The plot works at two levels, the jungles of Chhattisgarh, where Neerja fights to stop Lanka and his bloodthirsty band, and in Delhi, where the Supreme Court hears a petition against the SPOs, with two battling lawyers (Shilpa Shukla and Yashpal Sharma) giving the pros and cons of the Naxalite movement, more for the benefit for the audience, many of whom would be ignorant of the various issues and factions involved.
Their heads might also be spinning watching all those scenes of mass killing of villagers and soldiers by the Reddy’s units (a child is tossed into a burning hut!) or the song performed after the massacre of soldiers in the notorious beehive of leftist activity, Delhi’s controversial JNU.
The tragedy of the violence-infested region is fuelled by its natural resources and mineral wealth that big business have been eyeing for decades; forest-dwellers as well as honest activists are an inconvenience.
Movements meant to help the indigent can and do deteriorate into power struggles, corruption is rampant, and the State does not necessarily have the poor citizen’s best interests at heart.

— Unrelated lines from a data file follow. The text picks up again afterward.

PR #519, opened 2024-03-25
add more metric

ppca:
I added a field my_account_id to PresignatureManager so that it's easier for me to add metrics

### DIFF
--- a/node/src/metrics.rs
+++ b/node/src/metrics.rs
@@ -61,6 +61,106 @@ pub(crate) static TRIPLE_LATENCY: Lazy<HistogramVec> = Lazy::new(|| {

Even well-meaning activists could be misguided.
But complexity is beyond the scope of this film, which uses some true incidents to bolster its case but has its guns aimed at communists and Maoist supporters whose ultimate goal is single party dictatorship.
It’s only patriots like Neerja who save the country. She can shoot straight as well as decimate a politician with her sharp words, and Adah Sharma plays her with a no-nonsense glower.